Обратите внимание на _(что?)_ Останкинскую башню слева от нас.
Обрати внимание на _(кого?)_ девушку в красном платье, которая стоит впереди.


----------



## Enquiring Mind

Perhaps it's worth mentioning that there's often an automatic tendency to translate обратить внимание as "to pay attention" when, in most of the contexts I see or hear it, it usually just means "notice" or "observe". In your tour guide context here, it would certainly be "notice", "observe" or "(have a) look at" the church on your right. An English native speaker would not say "pay attention to the church on your right" here. (Why? Is the church saying something?)


> Could you give me another example with *обратите внимание  на...*?


 As WM says, it's на + accusative, so:

(1) На что обратить внимание при покупке стиральной машины?   [What to look (out) for when buying ....] 
(2) Ниже будут приведены некоторые особенности, на которые стоит обратить внимание, если вы планируете приобрести планшетный компьютер. [... some of the features worth looking out for ...]
(3) В статье вы подробнее узнаете о том, как не обращать внимание на мнения окружающих, психологи дадут вам некоторые советы и рекомендации, следуя которым вы сможете жить свободнее и самим решать, что вам нравиться и что вы хотите. (source: psyh-olog.ru)
[... find out how not to listen to ....][... how to ignore ...][... how to take no notice of ...][... how to pay no attention to ...]


----------



## igusarov

Pitt said:


> The context: A tour guide is pointing to a  church.


In this context both sentences are possible. The intent  of the guide is to tell the tourists to look at the church on right -  that's clear from them both, despite some differences in the literal meaning. I agree: the sentence suggested by gvozd is  by far more nice and smooth, but the tourists would not know where to  look until the end of the sentence. So I can understand the guide who  wanted to tell them the right direction first and compose the rest of  the sentence later. Moving the word "справа" to the front does the job. I  would say it is acceptable and doesn't make the second sentence sound  illiterate in this colloquial context.


----------



## gvozd

igusarov said:


> In this context both sentences are possible.



No. A native speaker of Russian can't say "Справа обратите внимание на церковь".

This sentence is mere gibberish. What's that mean? It sounds more like the people standing on the guide's right should have a look at the church which stands God knows where.
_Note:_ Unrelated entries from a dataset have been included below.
PR #5532, opened 2025-06-27
[nvbug/5302638][nvbugs/5310314] fix _handle_cancelled_requests

QiJune:


LinPoly (commented):
Thanks for quick fix! Is this fix only for tp_size > 1? If not, can you please also unwaive [our request cancellation test](https://github.com/NVIDIA/TensorRT-LLM/blob/980030c8167b08cb4a4df83e13a9af9e0b60492b/tests/unittest/llmapi/apps/_test_openai_misc.py#L89) to validate the fix?

QiJune:
> Thanks for quick fix! Is this fix only for tp_size > 1? If not, can you please also unwaive [our request cancellation test](https://github.com/NVIDIA/TensorRT-LLM/blob/980030c8167b08cb4a4df83e13a9af9e0b60492b/tests/unittest/llmapi/apps/_test_openai_misc.py#L89) to validate the fix?

The test is unwaived. I had a offline discussion with @Shunkangz , he will revisit the cancel logic of attention dp.

kaiyux (approved):

PR #5563, opened 2025-06-28
Fix GEMM+AR fusion on blackwell

xavier-nvidia:
## Description

- Fix 'Assertion failed: file.is_open()' in GemmAllReducePlugin that occurs when TRT-LLM runs inside different container than used for building the engine - GemmAllReducePlugin would create kernel heuristics file in /tmp/, which won't exist in a different container. There are two solutions implemented 1) use static heuristics (default) which doesn't require heuristics file, and 2) specify directory of heuristics file via GEMM_AR_PLUGIN_ENGINE_DIR env variable.
- Adds GB200 support

## GitHub Bot Help

<details>

### kill

`kill  `

### skip

`skip --comment COMMENT `

### reuse-pipeline

`reuse-pipeline `

</details>


cpp/tensorrt_llm/plugins/gemmAllReducePlugin/gemmAllReducePluginProfiler.cpp
```diff
@@ -58,10 +58,18 @@ void GemmAllReducePluginProfiler::deserializeFromOwnFile(GemmIdCore gemmId, Gemm
...
+    return envDir != nullptr;
+}
+
 std::string GemmAllReducePluginProfiler::getCacheFileName(GemmIdCore gemmId)
 {
     std::stringstream fileName;
-    fileName << "/tmp/gemm-AR";
+    char const* envDir = getenv("GEMM_AR_PLUGIN_ENGINE_DIR");
+    std::string directory = envDir ? std::string(envDir) : "/tmp/";
+    fileName << directory + "/gemm-AR";
```
symphonylyh, line 72: this is one way to fix it. the other way, do you know which dockerfile doesn't have `/tmp` on certain devices? I think it can also be fixed from dockerfile side, that we explicitly create the `/tmp` directory so it's always exist -- this can be a long-term solution to consider that doesn't block the merge of this PR.

symphonylyh (approved):

cpp/tensorrt_llm/plugins/gemmAllReducePlugin/gemmAllReducePluginProfiler.cpp
xavier-nvidia: The problem arises (before this fix), when the container used for building was different than used for running. During build I would create a profile file under `/tmp` but then during execution (in different container) this file wouldn't exist anymore. So whether `/tmp` exists isn't the problem. This environment variable will allow the user to specify a directory which is persistent across different containers. 

By default this is not used as it will use static heuristics, so no profile file needed.

PR #5566, opened 2025-06-28
[feat][test] reuse MPI pool executor across tests

omera-nv:
# [feat][test] reuse MPI pool executor across tests

Initializing an `MPIPoolExecutor` involves some delay, and it accumulates with parameterization. This PR makes the pool executor a module-scoped fixture to be reused by multiple tests, reducing test times significantly.


Naveassaf (approved):
LGTM. Nice find.

PR #5567, opened 2025-06-28
Refactor the topk parallelization part for the routing kernels

ChristinaZ:
# Refactor the topk part for the routing kernels in the MoE TrtLLMGen backend

## Description

This is the first pull request (PR) for refactoring the routing kernels in the MoE TrtLLMGen backend.
In this PR, I initially relocated the topK parallelization logic from `cpp/tensorrt_llm/kernels/trtllmGenKernels/blockScaleMoe/RoutingKernel.cu` to a new CUDA header file: `cpp/tensorrt_llm/kernels/trtllmGenKernels/blockScaleMoe/RoutingKernelTopK.cuh`.

Also, to facilitate future refactoring efforts, I have adjusted the namespace configuration.

## Test Coverage
```
cd cpp/build
make -j$(nproc) google-tests
./tests/unit_tests/kernels/routingKernelsTest

pytest -k test_moe_fp4 tests/unittest/_torch/thop/test_moe.py
```


cpp/tensorrt_llm/kernels/trtllmGenKernels/blockScaleMoe/RoutingKernel.h
```diff
@@ -26,14 +26,23 @@
...
 {
-////////////////////////////////////////////////////////////////////////////////////////////////////
 
 namespace tg = batchedGemm::trtllm::gen;
 
+template <typename TypeExpW>
+struct PackedScoreIdx
+{
+    TypeExpW score;
+    int16_t idx; // @TODO: Might use int8_t as the number of experts is 128
```
MatthiasKohl, line 38: note: I thought about this before, but because there are only a few possibilities for the score:

- 4-byte floating point (or more like double): it doesn't matter whether we use 1-byte or 2-byte for idx because `PackedScoreIdx` cannot fit in register / coupled instructions anyway
- 2-byte floating point (or lower): it doesn't matter whether we use 1-byte or 2-byte for idx because it will always fit in 4 bytes, and there are no better instructions for e.g. 2-byte structures compared to 4-byte

MatthiasKohl (approved):
LGTM, just added one minor comment/note

byshiue (approved):

PR #5571, opened 2025-06-29
[CI] reduce mamba2 ssm test parameterization

tomeras91:
Mamba2 SSM unittests were over parametrized and took a long time to run. This PR reduces the number of test by changing one parameter at a time instead of running the full cartesian product. Reduced the number of tests from 144 to 61.

Locally, this reduces test time of tests/unittest/_torch/thop/test_mamba2_chunk_ss_update.py from ~80secs to ~50secs.


omera-nv (approved):
This seems to save 10 minutes of test time on H100 - nice!

PR #5578, opened 2025-06-29
[ci] remove MMLU if followed by GSM8K

omera-nv:
# [ci] remove MMLU if followed by GSM8k

We do not expect any model to fail MMLU while passing GSM8K, so we do not need to evaluate MMLU if we evaluate GSM8K.

This should reduce test time by about 15%.


syuoni (approved):
LGTM, thanks!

Or probably the guide suggests to observe the right side of the church. 

If you want to indicate first thing where it stands, you can say "Справа (от нас) находится церковь, обратите (на неё) внимание".

Also: "Посмотрите направо, там находится церковь".


----------



## igusarov

gvozd said:


> "Справа обратите внимание на церковь"
> This sentence is mere gibberish. What's that mean?


I perceive it as: "Of all the things on your right, this church is worth looking at".


----------



## gvozd

igusarov said:


> I perceive it as: "Of all the things on your right, this church is worth looking at".



Справа - это наречие места. Оно подразумевает наличие глагола "находиться", который может быть опущен. 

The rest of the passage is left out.